# kraftsport



## mountainbike443 (10. Juni 2017)

gibt es ein paar kraftsportler unter euch? Verbringe (natürlich neben dem biken) meine zeit liebend gern im gym mit kraftsport. Bin derzeit dabei einerseits stärker in grundübungen (kniebeuge, bankdrücken, deadlift) zu werden aber uach bissl was für die figur und das aussehen zu tun, wie sieht es bei euch aus?


----------



## TheDUrb (20. Juni 2017)

neben mountainbiken zählen bodybuilding und joggen zu meinen sportlichen Hobbys


----------



## MTB-News.de




----------



## adrenochrom (23. Juni 2017)

war einarmiges reissen in der halbliterklasse schon


----------



## Bambi79 (7. Juli 2017)

ich habe 18 Jahre Kraftsport und 1 1/2 Jahre Crossfit gemacht..War da ziemlich gut dabei, aber Zeiten ändern sich. Jetzt bike ich aber nur noch.... ;-)


----------



## adrenochrom (7. Juli 2017)

Bambi79 schrieb:


> ich habe 18 Jahre Kraftsport und 1 1/2 Jahre Crossfit gemacht..War da ziemlich gut dabei, aber Zeiten ändern sich. Jetzt bike ich aber nur noch.... ;-)


der prahlthread ist nebenan


----------



## Bambi79 (8. Juli 2017)

adrenochrom schrieb:


> der prahlthread ist nebenan


??? verstehe ich nicht. womit prahle ich denn?


----------



## Triturbo (8. Juli 2017)

Bambi79 schrieb:


> ??? verstehe ich nicht. womit prahle ich denn?

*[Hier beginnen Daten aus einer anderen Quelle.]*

PR #3444, opened 2023-09-27
[MINOR] Add example for MAP type in reference docs

chucheng92:
The background is that I was going to implement Spark's MAP function, and found that the MAP constructor embedded in calcite had no examples in docs. So try to add it here.

Background and context can be found at: https://issues.apache.org/jira/browse/CALCITE-5918

### DIFF
--- a/site/_docs/reference.md
+++ b/site/_docs/reference.md
@@ -1199,8 +1199,8 @@ Note:
 |:-------- |:---------------------------|:---------------
 | ANY      | The union of all types |
 | UNKNOWN  | A value of an unknown type; used as a placeholder |
-| ROW      | Row with 1 or more columns | Example: Row(f0 int null, f1 varchar)
-| MAP      | Collection of keys mapped to values |
+| ROW      | Row with 1 or more columns | Example: row(f0 int null, f1 varchar)
+| MAP      | Collection of keys mapped to values | Example: (int, varchar) map
 | MULTISET | Unordered collection that may contain duplicates | Example: int multiset
 | ARRAY    | Ordered, contiguous collection that may contain duplicates | Example: varchar(10) array
 | CURSOR   | Cursor over the result of executing a query |


mihaibudiu (commented):
Is there a test which confirms this syntax?

chucheng92:
> Is there a test which confirms this syntax?

thanks for reviewing. Yes, we have.

https://github.com/apache/calcite/blob/aef9bdb5c091e4df84eeb47a9aa70770dd3d3fb8/testkit/src/main/java/org/apache/calcite/test/SqlOperatorTest.java#L6639

The background is that I was going to implement Spark's map function, and found that the MAP document embedded in calcite had no examples.

LakeShen:
LGTM

site/_docs/reference.md
```diff
@@ -1200,7 +1200,7 @@ Note:
 | ANY      | The union of all types |
 | UNKNOWN  | A value of an unknown type; used as a placeholder |
 | ROW      | Row with 1 or more columns | Example: Row(f0 int null, f1 varchar)
-| MAP      | Collection of keys mapped to values |
+| MAP      | Collection of keys mapped to values | Example: MAP\['washington', 1, 'obama', 44\]
```
JiajunBernoulli, line 1203: This example is different from other examples.

I think the example should be `map(varchar, int)`.

site/_docs/reference.md
```diff
@@ -1200,7 +1200,7 @@ Note:
 | ANY      | The union of all types |
 | UNKNOWN  | A value of an unknown type; used as a placeholder |
 | ROW      | Row with 1 or more columns | Example: Row(f0 int null, f1 varchar)
```
JiajunBernoulli, line 1202: `row` maybe better than `Row`

chucheng92: thanks. updated.

site/_docs/reference.md
chucheng92: thanks. I have updated to map[varchar, int] instead of map(varchar, int), because the previous one is calcite standard form, the later one is Spark map form. We haven't implemented this yet. WDYT?

JiajunBernoulli: @chucheng92  Do you know `generateTypeString`? Please take a look at them.
- ArraySqlType#generateTypeString
- MapSqlType#generateTypeString
- MultisetSqlType#generateTypeString

chucheng92: @JiajunBernoulli thanks. Jiajun, I get your point. I actually wanted to add an example of map function at the beginning, here is actually map type. 

I have updated the PR. thanks for reminding me.

JiajunBernoulli (approved):

site/_docs/reference.md
JiajunBernoulli: @chucheng92 
In fact, we have many map constructor examples.

https://github.com/apache/calcite/blob/6f79436c178beec639e559d9152c237bbf8ec3e8/core/src/test/resources/sql/misc.iq#L2346

https://github.com/apache/calcite/blob/6f79436c178beec639e559d9152c237bbf8ec3e8/core/src/test/resources/sql/misc.iq#L2595

chucheng92:
hi,@JiajunBernoulli I have squashed the commit, If u have time, could you help to merge this?

PR #3446, opened 2023-09-27
[CALCITE-6030] DATE_PART is not handled by the RexToLixTranslator

mihaibudiu:
Please note that running this test requires #3445 to be merged first.


mihaibudiu:
I have reworked this bugfix so that it can be merged right away, and we can debate #3445 separately.

libenchao (approved):
LGTM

Nicht drauf eingehen. Von Ihm kommt eh nur noch "do not drugs".

Bin auch ab und zu mal im Fitti, weil mein Knie Probleme macht und ich damit meine Rückenschmerzen weg bekomme. Kraftsport ist ganz cool, aber ich mach es hauptsächlich wegen den Frauen


----------



## adrenochrom (8. Juli 2017)

Bambi79 schrieb:


> ??? verstehe ich nicht. womit prahle ich denn?





Bambi79 schrieb:


> ich habe 18 Jahre Kraftsport gemacht





Bambi79 schrieb:


> ich habe 1 1/2 Jahre Crossfit gemacht





Bambi79 schrieb:


> War da ziemlich gut





Bambi79 schrieb:


> Jetzt bike ich


----------



## Publikumsliebli (12. Juli 2017)

hab auch nen geilen body
lg


----------



## Abike12 (10. August 2017)

mountainbike443 schrieb:


> gibt es ein paar kraftsportler unter euch? Verbringe (natürlich neben dem biken) meine zeit liebend gern im gym mit kraftsport. Bin derzeit dabei einerseits stärker in grundübungen (kniebeuge, bankdrücken, deadlift) zu werden aber uach bissl was für die figur und das aussehen zu tun, wie sieht es bei euch aus?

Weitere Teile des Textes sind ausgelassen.